The Role of Femtocells (News - Alert)

Due to the fact that LTE requires roughly twice the number of base stations as a 3G environment, operators will need picocells and femtocells. Both options offer a cost-effective alternative to more expensive macro cell sites, especially when it comes to using it indoors.

Operators in the U.S. are moving cautiously with trials as femtocells as a mass-market proposition is incremental and slow-moving. Such a rollout carries with it a variety of complex and new challenges for an operator on a network planning and management level.

At the same time, such a mass rollout of femtocells requires the potential of new miniature 3G sites going live over a span of days or weeks. These new sites could be anywhere, from a single femtocell in a house in the country to 50 or more in a single apartment building, which will generate multiple and overlapping 3G signals.

According to AIRCOM (News - Alert), such scenarios creates a bubble of radio interference as multiple femtocell signals “leak” into and disrupt the macro network, impeding performance and impairing the customer experience.

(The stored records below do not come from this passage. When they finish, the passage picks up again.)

PR #1764, opened 2015-07-09
Add python3 compatability docs

jvlomax:
This is an early version to cover the work done on buildbot so far. More will be added

### DIFF
--- a/master/docs/developer/py3-compat.rst
+++ b/master/docs/developer/py3-compat.rst
@@ -1,0 +1,164 @@
+Python3 compatibility
+=====================
+
+
+A good place to start looking for advice to ensure that any code is compatible with both Python-3.x and Python2.6/2.7 is too look at the python-future `cheat sheet <http://python-future.org/compatible_idioms.html>`_ .
+Buildbot uses the python-future library to ensure compatibility with both Python2.6/2.7 and Python3.x.
+
+Imports
+-------
+All ``__future__`` import have to happen at the top of the module, anything else is seen as a syntax error.
+All imports from the python-future package should happen below ``__future__`` imports, but before any other.
+
+Yes::
+
+    from __future__ import print_function
+    from builtins import basestring
+
+No::
+
+    from twisted.application import internet
+    from twisted.spread import pb
+    from builtins import str
+    from __future__ import print_function
+
+Dictionaries
+------------
+In python3, ``dict.iteritems`` is no longer available.
+While ``dict.items()`` does exist, it can be memory intensive in python2.
+For this reason, please use the python.future function ``iteritems()``.
+
+Example::
+
+    d = {"cheese": 4, "bread": 5, "milk": 1}
+    for item, num in d.iteritems():
+        print("We have {} {}".format(num, item))
+
+should be written as::
+
+    from future.utils import iteritems
+    d = {"cheese": 4, "bread": 5, "milk": 1}
+    for item, num in iteritems(d):
+        print("We have {} {}".format(num, item))
+
+This also applies to the similar methods ``dict.itervalues()`` and ``dict.values()``, which have an equivalent ``itervalues()``.
+
+If a list is required, please use ``list(iteritems(dict))``.
+This is for compatibility with the six library.
+
+For iterating over dictionary keys, please use ``for key in dict:``.
+For example::
+
+    d = {"cheese": 4, "bread": 5, "milk": 1}
+    for item in d:
+        print("We have {}".format(item))
+
+Similarly when you want a list of keys::
+
+    keys = list(d)
+
+New-style classes
+-----------------
+All classes in Python3 are newstyle, so any classes added to the code base must therefore be new-style.
+This is done by inheriting ``object``
+
+Old-style::
+
+    class Foo:
+        def __init__(self, bar)
+            self.bar = bar
+
+new-style::
+
+    class Foo(object):
+        def __init__(self, bar)
+            self.bar = bar
+
+When creating new-style classes, it is advised to import ``object`` from the builtins module.
+The reasoning for this can be read `in the python-future documentation <http://python-future.org/changelog.html#newobject-base-object-defines-fallback-py2-compatible-special-methods>`_
+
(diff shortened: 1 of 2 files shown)


sa2ajj:
So this PR is not to merge?  If so, please add `[WIP]` to the title (there's a button called `Edit` above :))

master/docs/developer/py3-compat.rst
```diff
@@ -0,0 +1,74 @@
+Python3 compatibility
+=====================
+
+
+A good place to start looking for advice to ensure that any code is compatible with both python-3.x and python2.7/2.6
```
sa2ajj: I believe Python is spelled with capital *P*

master/docs/developer/py3-compat.rst
```diff
@@ -0,0 +1,74 @@
+Python3 compatibility
```
sa2ajj: General comment "one sentence per line" is our policy.

master/docs/developer/py3-compat.rst
```diff
@@ -0,0 +1,74 @@
...
+    b'This is a bytestring, a string for computers to read'
+
+Print statements
+----------------
+Print statements are gone in python3. Please import ``from __future__ import print_function`` at the very top
+of the module to enable use of python3 style print functions
+
+Exceptions
+----------
+All exceptions should be written with the ``as`` statement. Before::
```
sa2ajj: "should be" -> "must"?

master/docs/developer/py3-compat.rst
```diff
@@ -0,0 +1,74 @@
...
+
+    try:
+        number = 5/0
+    except ZeroDivisionError, e:
```
sa2ajj: I'd suggest `err` instead of `e` here.

master/docs/developer/py3-compat.rst
```diff
@@ -0,0 +1,74 @@
...
+----------------
+Print statements are gone in python3. Please import ``from __future__ import print_function`` at the very top
+of the module to enable use of python3 style print functions
+
+Exceptions
+----------
+All exceptions should be written with the ``as`` statement. Before::
+
+    try:
+        number = 5/0
```
sa2ajj: this expression should be `number = 5 / 0`

master/docs/developer/py3-compat.rst
```diff
@@ -0,0 +1,74 @@
...
+    except ZeroDivisionError, e:
+        print(e.msg)
+
+After::
+
+    try:
+        number = 5/0
+    except ZeroDivisionError as e:
+        print(e.msg)
+
```
sa2ajj: No need for an empty line at the end of the file.

master/docs/developer/py3-compat.rst
jvlomax: I'm mirroring the python official documentation, but I would be happy to change it :)

sa2ajj:
Otherwise, LGTM

master/docs/developer/py3-compat.rst
jvlomax: Actually there is at the moment. All code blocks should end with a newline :). But if I change it to have more text, I'll make sure that there is no newline at the end

sa2ajj: Thanks

master/docs/developer/py3-compat.rst
sa2ajj: That's what I do not like about Python: there's PEP-8, but they themselves do not follow it in core library nor in the docs :/

master/docs/developer/py3-compat.rst
sa2ajj: as @djmitche pointed out, https://github.com/buildbot/buildbot/blob/master/master/docs/developer/style.rst

jaredgrubb:
This is a good start... why WIP? Why not merge it?

master/docs/developer/py3-compat.rst
jvlomax: I'm a little unsure about the entire section to be honest. While we do want a clear distinction between unicode and bytestrings, I'm not sure we are ready to enforce it yet. I might remove the entire section

jvlomax:
@jaredgrubb I'm wondering that a little myself. I'm very unsure about the bytestring/unicode section, and I might remove it before I request a merge. But there is no reason to have it as WIP I guess, it only covers work that is already done, and they should be done that way from now on

master/docs/developer/py3-compat.rst
sa2ajj: I think it's a good idea to keep it.

As for "should" vs "must", I'd say that _new_ code it can be 'must'.

As for enforcing, I wonder if there's a tool to perform the check.

sa2ajj:
@jvlomax what doubts do you have about bytestring/unicode section?

jvlomax:
Guess It won't make any difference while buildbot is still py2 only. I'm just wondering if it might be smart to put it into the documentation after the existing code has been made to handle bytestring and unicode properly

sa2ajj:
I'd rather add a note: this way it will not be forgotten and it certainly provides useful information.

master/docs/developer/py3-compat.rst
jvlomax: There is a tool in the python-future package that might help. If you run ``futurize -u`` it will ensure that ``from __ future__ import unicode literals`` is in all applicable files. This will then make all string not prefaced with ``b``, become unicode strings.

I don't know of any tools that will ensure all string have a designation though

jvlomax:
I have made the documentation cover the work done so far. Would this be ok to merge now?

sa2ajj:
LGTM, except for the empty line at the end of the file :)

I'd suggest to put a comment
```python

# empty line above is required to make the code example properly handled.
```

And please change the subject of the PR: remove `[WIP]`

jvlomax:
Empty newline is gone, there is now text **without** a trailing newline

sa2ajj:
Yay! :)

The Bandwidth Surge to the Core

The femtocell layer places new stresses and strains on a network architecture. As consumers plug into their femtocells, network managers will have to deal with sudden spikes in bandwidth demand across different parts of their network at different times. They must also factor in multiple choke points along the network “path” to the core.

Even though femtocells take traffic off the macro network, they will still pull more bandwidth from the operator’s core network resources. When the arbitrary dispersal and activation by end users is combined with the fact that operators are no longer in exclusive control of their own network planning, the impact of femtocells on a network’s entire capacity resource and performance presents tricky landscape to maneuver.